Cherokee Nation v. United States
Headline: Court rejects Cherokee Nation’s claim for compound interest and upholds prior payments, ruling only simple five percent interest was due and blocking a new large award for additional interest.
Holding:
- Denies Cherokee Nation’s claim for compound interest beyond simple five percent.
- Affirms that previous payments satisfy the judgment; no new award is due.

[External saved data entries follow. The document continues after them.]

Issue #1, opened 2022-11-04
Move to upstream parboiled2 dependency


jrudolph:
Akka HTTP right now contains a copy of parboiled2 in its sources (with some slight additions). This decision was originally made on the grounds that Akka should not have many dependencies on Scala libraries, so it can be released quickly after a new (incompatible) Scala version has been released.

By now, parboiled2 does not depend on shapeless any more and the ecosystem has more stabilized (and after all, maintaining the fork has not helped at all with migration to new Scala versions...). So, I'd suggest we move to upstream parboiled2.

nvollmar:
That would make sense

pjfanning:
@jrudolph do you think this is best done now or should we wait till after the v1.0.0 release?

pjfanning:
There is some discussion about bringing this into v1.0.0 release in https://github.com/apache/incubator-pekko-http/issues/39.

It would simplify the license files in pekko-http if we just used the parboiled2 jar instead of embedding the source in our code base.

spangaer:
If there's no functional difference by using upstream, I don't think switching to the dependency is real violation of the v1.0 intent.

As long as Pekko 1.0.0 exhibits the same behavior as Akka 2.6.x feature for feature, bug for bug after the rename refactor in consuming code.

Seetaramayya:
## Approach 1: As Is approach (convert to dependency in `1.1.0`)

(+) As @spangaer mentioned, we can reason about bugs (if there are any) `1.0.0` does not do anything apart from different packaging. No need to worry about performance impacts. 
(+) No need to run heavy performance benchmarks before releasing
(-) As @pjfanning mentioned, licence files management would be easy (I really don't know how painful)

 ## Approach 2: Convert to dependency right now (in `1.0.0`)

(+) Licence file management would be easy
(-) IMHO: Performance bench marks needs to be run before releasing 
(-) Assume underlying dependency `parboiled` has (`functional` or `performance` ) bug which resulted lot of side effects in the system narrow down the issue would be bit more complicated than the approach (I am talking from relative point of view). 


I would prefer `Approach 1` unless there is a huge impact on licensing part (I don't know have knowledge in the area). IMHO: With this approach we are separating the concerns

spangaer:
For clarity, I favor approach 2 (do it in 1.0.0). I do believe some validation should be made, but best effort only, it shouldn't absorb all energy either, otherwise there's nothing to be gained.

jrudolph:
[...]

PR #14, opened 2022-12-10
moving to upstream parboiled2 dependency

luksow:
Hi,

since https://github.com/apache/incubator-pekko-http/issues/1 was rather easy, I took stab at it. The parboiled2 interface changed a bit over the time, so more changes were needed than just the imports.

Thing to consider is to remove akka-parsing completely but I think it was partially sorted out in https://github.com/apache/incubator-pekko-http/tree/scala-3 branch


pjfanning:
Thanks for the PR. We still need to decide if we want to make this change yet. For v1.0.0, we generally want minimal changes.
The scala-3 branch is shaping up to be the basis of the v1.1.0 release and we may end targeting this work to that release and possibly that branch.
The scalfmt checks are failing and it would be a good idea to change the order of the imports so that the org.parboiled imports are not with the Akka imports.

luksow:
@pjfanning thanks for your comments. I did scalafmt and also reorganized imports so that org.parboiled2 is always after akka's.

After you decide the faith of v1.0.0 - let me know. I'm happy to target v1.1.0 or scala-3 branch instead.

pjfanning:
@mdedetrich, @jrudolph, @nvollmar - I think we should consider treating the scala-3 branch as the v1.1.0 branch. If this PR was retargeted to the scala-3 branch, would any of you support approving the PR?

nvollmar:
I think that would make sense.

mdedetrich:
I would also support putting this into 1.1.x, will retarget the PR when the 1.1.x branch is out. @luksow Thanks a lot for the work, much appreciated!

pjfanning:
@luksow would you consider updating this PR to work with the latest main branch? The `akka` package classes have moved to `org.apache.pekko`. The main branch should be more stable now.

We are actually thinking about merging this into main for the v1.0.0 release.

mdedetrich:
> @luksow would you consider updating this PR to work with the latest main branch? The `akka` package classes have moved to `org.apache.pekko`. The main branch should be more stable now.
> 
> We are actually thinking about merging this into main for the v1.0.0 release.

I was also going to mention this. There are still a couple more big structural changes that need to be done (i.e. configuration change from `akka` to `pekko` as well as renaming types that have the akka in them. I don't think that these changes would cause further merge conflicts for this kind of PR but I am going to focus on this for the week.

pekko-http-core/src/main/scala/akka/http/impl/model/parser/HeaderParser.scala
```diff
@@ -108,25 +108,25 @@ private[http] object HeaderParser {
 
   object EmptyCookieException extends SingletonException("Cookie header contained no parsable cookie values.")
 
-  def lookupParser(headerName: String, settings: Settings = DefaultSettings): Option[String => HeaderParser#Result] =
-    dispatch.lookup(headerName).map { runner => (value: String) =>
```
jrudolph, line 112: We should keep this optimization, maybe we have to keep at our own version of `DynamicRuleDispatch`?

jrudolph: Maybe, let's try to upstream the optimization and go back to the simpler version for now (which adds an extra hashmap lookup per header parsed).

mdedetrich: Makes sense to me

jrudolph:
I added a merge commit to fix the conflicts.

mdedetrich:
> I added a merge commit to fix the conflicts.

Thanks, I just quickly checked the PR and I don't see any class files containing Akka being modified so there shouldn't be any major merge conflicts later

pekko-http-core/src/main/scala/akka/http/impl/model/parser/HeaderParser.scala
mdedetrich: > Maybe, let's try to upstream the optimization and go back to the simpler version for now (which adds an extra hashmap lookup per header parsed).

If we do this then lets make an issue on it.

http-core/src/main/scala/org/apache/pekko/http/impl/model/parser/CacheControlHeader.scala
```diff
@@ -5,11 +5,10 @@
 package org.apache.pekko.http.impl.model.parser
 
 import org.apache.pekko
-import pekko.parboiled2.Parser
 import pekko.http.scaladsl.model.headers._
 import CacheDirectives._
 
-private[parser] trait CacheControlHeader { this: Parser with CommonRules with CommonActions with StringBuilding =>
+private[parser] trait CacheControlHeader { this: HeaderParser =>
```
jrudolph, line 11: Somehow the Scala compiler got confused here about the more restricted self-type, not sure what's the issue, but that works for now.

http-core/src/main/scala/org/apache/pekko/http/impl/model/parser/HeaderParser.scala
```diff
@@ -110,11 +110,11 @@ private[http] object HeaderParser {
   object EmptyCookieException extends SingletonException("Cookie header contained no parsable cookie values.")
 
   def lookupParser(headerName: String, settings: Settings = DefaultSettings): Option[String => HeaderParser#Result] =
-    dispatch.lookup(headerName).map { runner => (value: String) =>
-      import pekko.parboiled2.EOI
+    Some { (value: String) =>
```
jrudolph, line 113: I changed that to keep the old signatures even if the new one might "lie" because it may still fail later with a `RuleNotFound` exception (only if we are adding ModeledHeaders without accompanying it with the correctly named parser).

jrudolph (approved):
lgtm but has to wait for a decision in #1.

pekko-http-core/src/main/scala/akka/http/impl/model/parser/HeaderParser.scala
jrudolph: Created https://github.com/apache/incubator-pekko-http/issues/45

jrudolph:
(Fixed the test fixes I accidentally reverted from @luksow's state)

luksow:
Wow, you're moving quick! I barely was able to have a look and all work is already done :) Glad to see it moving forward.

LGTM.

mdedetrich:
> Wow, you're moving quick! I barely was able to have a look and all work is already done :) Glad to see it moving forward.

Yeah this is a common problem we have....

There is still one issue though, which is that the PR is unable to be merged because it needs to be rebased due to conflicts (at least thats what github is complaining)

luksow:
@mdedetrich: here it says it's good to go :thinking: 
image

mdedetrich:
I need to download your version of github :D

image

spangaer:
Tie breaker
image


Maybe you should try light mode 😉 

Perhaps it's resolved by now, I saw the same yesterday evening, but it's not the first time I notice GitHub being "eventually consistent"

mdedetrich:
So I noticed that on my phone its fine and on the desktop its still broken, so this is probably the most liberal definition of eventual thatI have seen in a while.

Anyways it just means someone else will have to merge.

mdedetrich:
> The reason is probably that you selected "rebase and merge" which isn't possible cleanly due to my merge commit. But we can squash here.

You are right, this is a case of UI ergonomics because the drop down button which lets you change the merge strategy was kind of greyed out (implying it was disabled), probably it being mixed with dark theme did not help.

mdedetrich (approved):
lgtm

pjfanning:
could we hold off for a couple of days? - on #1, it has been suggested that we run a perf test - may be over cautious but may be no harm if someone has time to run the benchmarks in this project (with and without this change)

mdedetrich:
Sure

mdedetrich:
As per discussion at https://github.com/apache/incubator-pekko-http/issues/1#issuecomment-1432884633 I have applied the `upstream` label (indicating that the PR is waiting for some upstream changes).

jrudolph:
Cleaned up the commits into a single one based on top of current master.

jrudolph:
> As per discussion at [#1 (comment)](https://github.com/apache/incubator-pekko-http/issues/1#issuecomment-1432884633) I have applied the `upstream` label (indicating that the PR is waiting for some upstream changes).

I don't think we should hold off for any upstream changes as discussed above and in #1, the performance hit is currently minor and can partly be solved without upstream changes.

pjfanning (approved):
lgtm - the perf hit is small

pjfanning:
@luksow this change is large enough that we probably need a CLA. If you don't have one already, could you get an iCLA as documented in https://www.apache.org/licenses/contributor-agreements.html ?

jrudolph:
> @luksow this change is large enough that we probably need a CLA. If you don't have one already, could you get an iCLA as documented in [apache.org/licenses/contributor-agreements.html](https://www.apache.org/licenses/contributor-agreements.html) ?

AFAIU, we have to collect CLAs for every contributor. We have the problem here that if we don't get a CLA we will have to resubmit the exact same PR with a new author because it is so trivial that there is no other alternative to these exact changes. After all only 66 lines were updated or added here.

pjfanning:
In practice, ASF projects don't collect CLAs from every user who submits a PR. There is no magic criterion for what makes a PR significant enough to require one but the PR changes 70 files, even if the changes are not very large.

Let's see what @luksow says, if he doesn't have time to sort out the CLA, we are probably going to have to look at alternatives.

luksow:
@pjfanning @jrudolph I've just signed and sent ICLA.

mdedetrich:
> In practice, ASF projects don't collect CLAs from every user who submits a PR. There is no magic criterion for what makes a PR significant enough to require one but the PR changes 70 files, even if the changes are not very large.

My understanding is also the same, an ICLA is required for significant contributions but the definition of this is entirely subjective.

PR #15, opened 2023-01-05
Remove pekko prefix from modules

mdedetrich:
This PR makes pekko-http reflect the same dir structure as every other pekko project (including pekko core as of https://github.com/apache/incubator-pekko/pull/71). Unlike pekko-core the changes are much more trivial, aside from the dir renames only paradox markdown doc links and `build.sbt` needed to be updated.

In regards to published modules with `publishLocal`

Akka ASL 2.0 with org `com.typesafe.akka`
```
akka-http-bom_2.13
akka-http-caching_2.13
akka-http-core_2.13
akka-http-jackson_2.13
akka-http-scalafix-rules_2.13
akka-http-spray-json_2.13
akka-http-testkit_2.13
akka-http-xml_2.13
akka-http2-support_2.13
akka-http_2.13
akka-parsing_2.13
```

Pekko-http (this branch/PR) with org `org.apache.pekko`
```
pekko-http-bom_2.13
pekko-http-caching_2.13
pekko-http-core_2.13
pekko-http-jackson_2.13
pekko-http-scalafix-rules_2.13
pekko-http-spray-json_2.13
pekko-http-testkit_2.13
pekko-http-xml_2.13
pekko-http2-support_2.13
pekko-http_2.13
pekko-parsing_2.13
```

So everything is working as expected, exceptions have been noted as comments below.


build.sbt
```diff
@@ -62,11 +62,12 @@ lazy val aggregatedProjects: Seq[ProjectReference] = userProjects ++ List[Projec
   httpJmhBench,
   billOfMaterials)
 lazy val root = Project(
-  id = "pekko-http-root",
+  id = "pekko-http",
```
mdedetrich, line 65: This is to be consistent with pekko-core, see https://github.com/apache/incubator-pekko/blob/main/build.sbt#L88-L92

nvollmar (approved):
lgtm

gmethvin (commented):
should we also remove the `http` prefix? Since the `pekko-http` prefix is implied, then don't we want `core` instead of `http-core`, `caching` instead of `http-caching`, etc.? In your current change it looks like we're doing this already with `bill-of-materials` and `parsing`.

mdedetrich:
> should we also remove the `http` prefix? Since the `pekko-http` prefix is implied, then don't we want `core` instead of `http-core`, `caching` instead of `http-caching`, etc.? In your current change it looks like we're doing this already with `bill-of-materials` and `parsing`.

For me the redundant part is the root project (i.e. `pekko`), not what the project is implementing. The changes to `bill-of-materials` was done just to make it consistent with pekko core and the change to `parsing` wasn't exceptional in any way (it was `pekko-parsing` before, not `pekko-http-parsing`.

While I think I understand the sentiment I believe this is going too far, most importantly since there is a relation of the name to the published artifact if we hypothetically rename `http-core` to `core` (for example), the artifact still needs to be called `pekko-http-core` and not `pekko-core` (because otherwise it can conflict with other pekko repos under the same `org.apache.pekko`). Even the current proposed changes is stretching it a bit for current committers and to me what is making it acceptable is that at least for the modules that create artifacts (which `bill-of-materials`/`root`/`docs` are not) there is a logical relation/computation to the artifact

gmethvin:
Yeah, the fact that there are modules like `parsing` that aren't specifically for http functionality makes it weird to remove the http prefix everywhere, ok. I was thinking that the module name would always have `akka-http-` prefixed, but that won't work if we have modules that aren't http.

gmethvin (approved):

PR #19, opened 2023-01-06
put license and notice in all jars

pjfanning:
* I updated the NOTICE to match what we have in main pekko repo
* From my understanding, we do not need to include HPack license - or even include details in our NOTICE file
  * it is Apache licensed
  * https://github.com/twitter/hpack has no NOTICE so we don't have copy that non-existent notice into our notice


nvollmar (approved):
lgtm

jrudolph:
> From my understanding, we do not need to include HPack license - or even include details in our NOTICE file
> 
>     * it is Apache licensed
> 
>     * [twitter/hpack](https://github.com/twitter/hpack) has no NOTICE so we don't have copy that non-existent notice into our notice

Not sure I fully agree. 

 * We should note somewhere that we included code and the notice file seems a good place
 * Since we are adapting akka-http we still have to keep akka-http's NOTICE file (based on the Apache License terms), so we cannot just delete it because we think the information is not useful to keep...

- Confirms extra interest claims against the U.S. need clear contract or statute.
Summary
Background
The Cherokee Nation sought billions of cents more after earlier judgments and payments arising from an 1891 land agreement and later accounting. Accountants Slade and Bender reported amounts due in 1894–95, Congress referred disputed claims to the Court of Claims, and this Court affirmed a judgment awarding principal and five percent interest. Congress later passed a special 1919 law asking the Court of Claims to re-examine whether more interest was owed.
Reasoning
The Court addressed whether the United States must pay compound interest (interest on interest) dating from 1895. It held that compound interest cannot be imposed against the Government absent an express contractual or statutory provision. The treaty language, the 1891 agreement, and the 1850 Senate resolution supported only simple five percent interest until payment. The Court also found that some Treasury and congressional calculations had produced overpayments, so the Nation had already received at least what the judgment required.
Real world impact
The decision leaves the earlier payments final and denies the Cherokee Nation’s claim for large additional compound interest. It confirms that claims against the United States for extra interest require clear contractual or statutory authorization. Because Congress itself authorized a re-examination in 1919, the ruling ends this specific retry and affirms that no further sum is due under these claims.